## What the task requires
Show, in full, each line of the data that contains "migrations".

## Listed records
PR #2124, opened 2021-08-04
Fix Property Option `ownerType`

evantahler:
This PR adds a missing update to the Options' ownerType for Properties.

NOTE: There may be a duplicate key error in this migration if you've partially updated your database between this migration and 000056

### DIFF
--- a/core/src/migrations/000079-fixPropertyOwnerType.ts
+++ b/core/src/migrations/000079-fixPropertyOwnerType.ts
@@ -10,7 +10,7 @@ export default {
   down: async function (migration) {
     await migration.sequelize.transaction(async () => {
       await migration.sequelize.query(
-        `UPDATE "options" SET "ownerType"='profilePropertyRule' WHERE "ownerType"='profilePropertyRule';`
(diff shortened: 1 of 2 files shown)


core/src/migrations/000079-fixPropertyOwnerType.ts
```diff
@@ -0,0 +1,17 @@
...
+      await migration.sequelize.query(
+        `UPDATE "options" SET "ownerType"='property' WHERE "ownerType"='profilePropertyRule'`
+      );
+    });
+  },
+
+  down: async function (migration) {
+    await migration.sequelize.transaction(async () => {
+      await migration.sequelize.query(
+        `UPDATE "options" SET "ownerType"='profilePropertyRule' WHERE "ownerType"='profilePropertyRule';`
```
bleonard: I supose it should be 
```
WHERE "ownerType"='property';`
```

evantahler: Good catch, thanks!

PR #2125, opened 2021-08-04
User can generate API key in template

teallarson:


core/public/templates/apiKeys/{{{id}}}.js.template
```diff
@@ -4,6 +4,7 @@ exports.default = async function buildConfig() {
       class: "apiKey",
       id: {{{id}}},
       name: {{{id}}},
+      apiKey: "API KEY HERE", // you can hard-code the API key you want to use, or source it from `process.env.PRODUCTION_API_KEY`
```
evantahler: Thinking about this from a security lense, I think the thing to do is leave line 7 in the template, but commented out.  This way we provide clear instructions on how to provide your own APIKey, but by default we are relying on grouparoo to generate one randomly.

So:

```
      name: {{{id}}},
      // apiKey: "Custom API Key", // By default, Grouparoo will generate a random APIKey value. However, you can choose to hard-code the API key you want to use, or source it from `process.env.PRODUCTION_API_KEY`.
```

evantahler (changes requested):

evantahler (approved):

PR #316, opened 2016-10-21
filter html type from tests

andrewwatts:
a number of static file types have been excluded from mocha tests because they're not js modules, .html files should be filtered as well, eg: iframe content that is not react app.


toddw:
:+1:

PR #318, opened 2016-10-25
Fix test coverage commands

christinebrass:
The test coverage commands used a hard-coded path to the `babel-istanbul` executable.  They were also using the `babel-node` command which turned out to be unnecessary.


toddw:
:+1:

PR #319, opened 2016-10-26
Replace npm with yarn during docker image creation

christinebrass:
- Install yarn onto all GlueStick base images so apps can use yarn for faster installs
- Use yarn to install dependencies onto GlueStick base images
- Make yarn the default install tool for app docker images


toddw:
:+1:

PR #321, opened 2016-10-27
Switch to electrode-react-ssr-caching

toddw:
## breaking change

```
Anyone using component caching by providing a `componentCacheKey`
method will no longer get component caching after this change. You must
update and use the componentCacheConfig setting instead.
```

`react-dom-stream` has proven not to be super compatible with code that
needs to run through from top to bottom before being sent back to the
server. Namely, aphrodite css and server side rendering is not
compatible with a streaming renderer.

Honestly, we were never taking full advantage of streaming the page out
to the user before rendering the entire page because we use things like
Helmet to allow nested components to change content in the head tag.

We added `react-dom-stream` for the component caching.
`react-dom-stream` doesn't recommened using their component caching and
it has become incompatible with something we wanted to use. Luckily
electrode has a nice library that focuses soley on component caching
and not streaming.

This is a breaing change if you have been using the `componentCacheKey`
method to tap into component caching with `react-dom-stream`. The new
way to do component caching is by passing a componentCacheConfig
property in `src/config/application.server.js`. [See
electrode-react-ssr-caching docs](https://github.com/electrode-io/electrode-react-ssr-caching) for more information.

_Example src/config/application.server.js_

```
export default {
  componentCacheConfig: {
    components: {
      Home: {
        enable: true,
        strategy: "simple"
      }
    }
  }
};
```


christinebrass:
👍

PR #324, opened 2016-10-27
Updated README to recommend a specific major version of Node. Linked …

chefnobody:
…to known issue with Node v7.0.0.

### DIFF
--- a/README.md
+++ b/README.md
@@ -31,8 +31,8 @@ boilerplate code as new improvements are discovered.
 Is actively being worked on and supported by TrueCar.
 
 ## Requirements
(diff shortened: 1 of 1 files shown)


christinebrass (changes requested):
Given that we now use features that were introduced in Node v6.0.0, we should probably also remove the blurb about supporting v4.

chefnobody:
Updated the bits about node v4. Thoughts?

christinebrass (approved):

christinebrass:
Looks good, thanks! 👍

PR #327, opened 2016-10-27
0.9.29

christinebrass:
Lock down dependencies better in gluestick-shared

https://github.com/TrueCar/gluestick-shared/pull/48


mishkinf:
👍

PR #328, opened 2016-10-28
Only use component caching in prod

toddw:
There is a bug when you try to enable component caching in development mode, so this makes it so that component caching is only done in production mode.


christinebrass:
👍

chefnobody:
👍 ☕️

PR #330, opened 2016-11-01
roll back to sync script loading

toddw:
We are getting error reports that suggest the script loading is
sometimes loading in the wrong order. Unable to reproduce the issue
but until the issue is resolved we are going to roll back to a more
synchronous approach for loading scripts.


christinebrass:
👍

PR #331, opened 2016-11-02
Add support for customizing asset settings

toddw:
Express static file server accepts a few arguments. This PR gives developers the ability to pass addition options to the static file middleware, as well as setting the path and build folder.

Express static server options: https://github.com/expressjs/serve-static

Example setting custom headers:
image


christinebrass:
👍

PR #334, opened 2016-11-02
Update dependencies to address vulnerabilities

christinebrass:
* Update express 4.13 -> 4.14.0
* Update mocha 2.5.3 -> 3.1.2
* Replace secure-handlebars with latest version of handlebars, as we're only using it to render the error page


toddw:
👍

PR #302, opened 2016-09-29
Pin babel to fix syntax errors

christinebrass:
Babel complains when running tests on a new GlueStick project:

```
› gluestick test
/Code/gluestick/node_modules/babel-template/lib/index.js:14
    if (error.stack) {
             ^
SyntaxError:
[GlueStick] ERROR: Coverage report generated, but with test errors.
^C
```

PR #337, opened 2016-11-04
Relax version requirements for babel packages

christinebrass:
We aren't getting accurate coverage reports for GlueStick with locked down versions of Babel. We have been affected by breaking babel-related changes in the past (see #302), but now that we are using yarn's lock files, I am somewhat more confident in this change than I would've been before.


christinebrass:
It's interesting that the `test-coverage` command seems to fail the build because dependencies are installed via `npm` and not `yarn`. Also, _only_ the `test-coverage` command fails. `npm test` is fine.

christinebrass:
Closing this since code coverage reports for GlueStick appear to be working as expected.

PR #338, opened 2016-11-08
fix assetPath bug

toddw:
When using `gluestick dockerize` the webpack-assets.json file is
generated which statically makes the assetPath stuck to what it was
when the build was created. This is a problem when you want to pass a
different environment variable to change assetPath at runtime.

Without a complete refactor of how the asset paths work, the current
solution is to keep track of what the assetPath was when `gluestick
build` was run. If, at runtime, a different assetPath is found, it will
replace the old one with the new one when calling `getAssetPathForFile`.


toddw:
temporarily closing until manual testing is completed

PR #258, opened 2020-08-26
New log integrate

rimangan:


numbers/integrate.go
```diff
@@ -6,6 +6,27 @@ import (
...
+	var currLeft float64 = a //this variable stores the left bound of the current rectangle.
+	var currRight float64 = a + deltaX
+	var answer float64
+	//first time, sets answer as the area of the first rectangle
+	answer = MultiplyLog(MidpointLog(f(currLeft), f(currRight)), logDeltaX)
+
+	for i := 1; i < n; i++ {
+		currLeft += deltaX
+		currRight += deltaX
+		answer += MultiplyLog(MidpointLog(f(currLeft), f(currRight)), logDeltaX)
```
craiglowe, line 25: Not an error, but a chance to get a speed up.  I think you are evaluating f(x) twice as much as you need to because currRight of this time through the loop is currLeft of the next time through the loop.  If you do an initial evaluation of f(currLeft) you can then go through the loop only evaluating f(currRight) each time, then setting your variable for f(currLeft) to be f(currRight), so it is ready for the next time through the loop

numbers/logSpace.go
```diff
@@ -7,7 +7,23 @@ import (
 
 //these two values mark the overflow/underflow boundaries for math.Exp(x)
 func LogCanConvert(x float64) bool {
-	return x > 7.09782712893383973096e+02 || x < -7.45133219101941108420e+02
+	return x > 709.782712893383973096e+02 || x < -745.133219101941108420e+02
```
craiglowe, line 10: Is this change correct?  Those original values look correct to me.  Maybe you didn't notice the "e+02" at the end?
If I am thinking about this correctly, I think you actually want the negation of this: x < 700 && x > -700
I might be mixed up, but something to double-check

numbers/logSpace.go
```diff
@@ -7,7 +7,23 @@ import (
...
+}
+
+//AverageLog returns the average of a list of logSpace numbers
+func AverageLog(x []float64) float64 {
```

## Task answer
--- a/core/src/migrations/000079-fixPropertyOwnerType.ts
+++ b/core/src/migrations/000079-fixPropertyOwnerType.ts
core/src/migrations/000079-fixPropertyOwnerType.ts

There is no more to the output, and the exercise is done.